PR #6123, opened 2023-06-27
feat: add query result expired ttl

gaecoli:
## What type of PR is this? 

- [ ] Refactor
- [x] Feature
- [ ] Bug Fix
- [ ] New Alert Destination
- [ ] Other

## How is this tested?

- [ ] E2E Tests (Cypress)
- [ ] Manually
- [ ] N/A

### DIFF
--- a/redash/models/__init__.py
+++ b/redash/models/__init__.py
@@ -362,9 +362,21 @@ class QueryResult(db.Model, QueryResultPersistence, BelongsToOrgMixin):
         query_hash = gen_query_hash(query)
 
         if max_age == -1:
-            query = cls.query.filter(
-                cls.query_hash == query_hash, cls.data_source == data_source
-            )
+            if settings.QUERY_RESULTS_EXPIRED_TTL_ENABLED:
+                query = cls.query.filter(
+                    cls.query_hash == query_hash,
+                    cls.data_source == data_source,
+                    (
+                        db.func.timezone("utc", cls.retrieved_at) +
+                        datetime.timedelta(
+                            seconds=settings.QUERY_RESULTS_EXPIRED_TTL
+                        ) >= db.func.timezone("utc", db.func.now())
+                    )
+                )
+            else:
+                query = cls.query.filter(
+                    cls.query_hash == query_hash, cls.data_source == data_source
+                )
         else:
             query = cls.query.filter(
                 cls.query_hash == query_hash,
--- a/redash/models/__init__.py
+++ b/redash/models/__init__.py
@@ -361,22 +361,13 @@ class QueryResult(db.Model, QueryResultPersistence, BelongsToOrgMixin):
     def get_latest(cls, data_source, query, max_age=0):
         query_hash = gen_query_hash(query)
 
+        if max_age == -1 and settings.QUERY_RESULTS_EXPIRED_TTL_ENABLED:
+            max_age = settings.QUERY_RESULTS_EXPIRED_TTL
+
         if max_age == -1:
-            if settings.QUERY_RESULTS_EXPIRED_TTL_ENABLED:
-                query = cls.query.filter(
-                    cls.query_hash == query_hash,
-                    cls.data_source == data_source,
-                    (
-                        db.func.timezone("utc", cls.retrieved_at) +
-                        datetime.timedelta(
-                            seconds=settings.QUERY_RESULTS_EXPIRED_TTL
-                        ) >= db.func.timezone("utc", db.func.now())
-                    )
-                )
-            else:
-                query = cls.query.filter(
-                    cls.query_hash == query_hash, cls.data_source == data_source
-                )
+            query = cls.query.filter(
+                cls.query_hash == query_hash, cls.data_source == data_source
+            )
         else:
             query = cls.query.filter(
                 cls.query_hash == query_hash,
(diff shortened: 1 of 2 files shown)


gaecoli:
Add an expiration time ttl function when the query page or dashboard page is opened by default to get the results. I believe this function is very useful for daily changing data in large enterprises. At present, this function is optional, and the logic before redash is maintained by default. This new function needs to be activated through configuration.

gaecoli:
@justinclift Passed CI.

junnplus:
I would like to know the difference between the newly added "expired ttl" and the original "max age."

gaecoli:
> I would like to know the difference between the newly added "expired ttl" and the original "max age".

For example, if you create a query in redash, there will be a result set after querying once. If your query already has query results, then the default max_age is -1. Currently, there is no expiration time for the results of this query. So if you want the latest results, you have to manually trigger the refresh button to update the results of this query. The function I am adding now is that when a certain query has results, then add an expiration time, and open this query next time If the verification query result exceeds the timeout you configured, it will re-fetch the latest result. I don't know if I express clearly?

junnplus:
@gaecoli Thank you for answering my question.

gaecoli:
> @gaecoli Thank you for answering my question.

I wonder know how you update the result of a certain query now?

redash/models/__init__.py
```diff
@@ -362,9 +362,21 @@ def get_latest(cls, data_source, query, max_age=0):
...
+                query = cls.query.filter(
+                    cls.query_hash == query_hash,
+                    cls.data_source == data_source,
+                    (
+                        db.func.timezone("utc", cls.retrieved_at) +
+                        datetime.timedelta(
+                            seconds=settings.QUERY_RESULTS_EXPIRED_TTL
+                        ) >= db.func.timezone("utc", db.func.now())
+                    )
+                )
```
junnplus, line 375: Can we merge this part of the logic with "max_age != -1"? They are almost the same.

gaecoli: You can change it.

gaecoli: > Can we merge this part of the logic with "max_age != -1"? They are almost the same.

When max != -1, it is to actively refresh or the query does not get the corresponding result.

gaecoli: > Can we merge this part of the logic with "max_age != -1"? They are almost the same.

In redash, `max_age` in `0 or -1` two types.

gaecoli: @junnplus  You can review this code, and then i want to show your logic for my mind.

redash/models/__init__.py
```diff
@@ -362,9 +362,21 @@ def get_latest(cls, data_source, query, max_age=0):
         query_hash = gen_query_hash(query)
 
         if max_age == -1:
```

[Exercise brief]: Write the material out again in full, leaving no line out.

[Reply to the exercise]:
PR #6123, opened 2023-06-27
feat: add query result expired ttl

gaecoli:
## What type of PR is this? 

- [ ] Refactor
- [x] Feature
- [ ] Bug Fix
- [ ] New Alert Destination
- [ ] Other

## How is this tested?

- [ ] E2E Tests (Cypress)
- [ ] Manually
- [ ] N/A

### DIFF
--- a/redash/models/__init__.py
+++ b/redash/models/__init__.py
@@ -362,9 +362,21 @@ class QueryResult(db.Model, QueryResultPersistence, BelongsToOrgMixin):
         query_hash = gen_query_hash(query)
 
         if max_age == -1:
-            query = cls.query.filter(
-                cls.query_hash == query_hash, cls.data_source == data_source
-            )
+            if settings.QUERY_RESULTS_EXPIRED_TTL_ENABLED:
+                query = cls.query.filter(
+                    cls.query_hash == query_hash,
+                    cls.data_source == data_source,
+                    (
+                        db.func.timezone("utc", cls.retrieved_at) +
+                        datetime.timedelta(
+                            seconds=settings.QUERY_RESULTS_EXPIRED_TTL
+                        ) >= db.func.timezone("utc", db.func.now())
+                    )
+                )
+            else:
+                query = cls.query.filter(
+                    cls.query_hash == query_hash, cls.data_source == data_source
+                )
         else:
             query = cls.query.filter(
                 cls.query_hash == query_hash,
--- a/redash/models/__init__.py
+++ b/redash/models/__init__.py
@@ -361,22 +361,13 @@ class QueryResult(db.Model, QueryResultPersistence, BelongsToOrgMixin):
     def get_latest(cls, data_source, query, max_age=0):
         query_hash = gen_query_hash(query)
 
+        if max_age == -1 and settings.QUERY_RESULTS_EXPIRED_TTL_ENABLED:
+            max_age = settings.QUERY_RESULTS_EXPIRED_TTL
+
         if max_age == -1:
-            if settings.QUERY_RESULTS_EXPIRED_TTL_ENABLED:
-                query = cls.query.filter(
-                    cls.query_hash == query_hash,
-                    cls.data_source == data_source,
-                    (
-                        db.func.timezone("utc", cls.retrieved_at) +
-                        datetime.timedelta(
-                            seconds=settings.QUERY_RESULTS_EXPIRED_TTL
-                        ) >= db.func.timezone("utc", db.func.now())
-                    )
-                )
-            else:
-                query = cls.query.filter(
-                    cls.query_hash == query_hash, cls.data_source == data_source
-                )
+            query = cls.query.filter(
+                cls.query_hash == query_hash, cls.data_source == data_source
+            )
         else:
             query = cls.query.filter(
                 cls.query_hash == query_hash,
(diff shortened: 1 of 2 files shown)


gaecoli:
Add an expiration time ttl function when the query page or dashboard page is opened by default to get the results. I believe this function is very useful for daily changing data in large enterprises. At present, this function is optional, and the logic before redash is maintained by default. This new function needs to be activated through configuration.

gaecoli:
@justinclift Passed CI.

junnplus:
I would like to know the difference between the newly added "expired ttl" and the original "max age."

gaecoli:
> I would like to know the difference between the newly added "expired ttl" and the original "max age".

For example, if you create a query in redash, there will be a result set after querying once. If your query already has query results, then the default max_age is -1. Currently, there is no expiration time for the results of this query. So if you want the latest results, you have to manually trigger the refresh button to update the results of this query. The function I am adding now is that when a certain query has results, then add an expiration time, and open this query next time If the verification query result exceeds the timeout you configured, it will re-fetch the latest result. I don't know if I express clearly?

junnplus:
@gaecoli Thank you for answering my question.

gaecoli:
> @gaecoli Thank you for answering my question.

I wonder know how you update the result of a certain query now?

redash/models/__init__.py
```diff
@@ -362,9 +362,21 @@ def get_latest(cls, data_source, query, max_age=0):
...
+                query = cls.query.filter(
+                    cls.query_hash == query_hash,
+                    cls.data_source == data_source,
+                    (
+                        db.func.timezone("utc", cls.retrieved_at) +
+                        datetime.timedelta(
+                            seconds=settings.QUERY_RESULTS_EXPIRED_TTL
+                        ) >= db.func.timezone("utc", db.func.now())
+                    )
+                )
```
junnplus, line 375: Can we merge this part of the logic with "max_age != -1"? They are almost the same.

gaecoli: You can change it.

gaecoli: > Can we merge this part of the logic with "max_age != -1"? They are almost the same.

When max != -1, it is to actively refresh or the query does not get the corresponding result.

gaecoli: > Can we merge this part of the logic with "max_age != -1"? They are almost the same.

In redash, `max_age` in `0 or -1` two types.

gaecoli: @junnplus  You can review this code, and then i want to show your logic for my mind.

redash/models/__init__.py
```diff
@@ -362,9 +362,21 @@ def get_latest(cls, data_source, query, max_age=0):
         query_hash = gen_query_hash(query)
 
         if max_age == -1:
```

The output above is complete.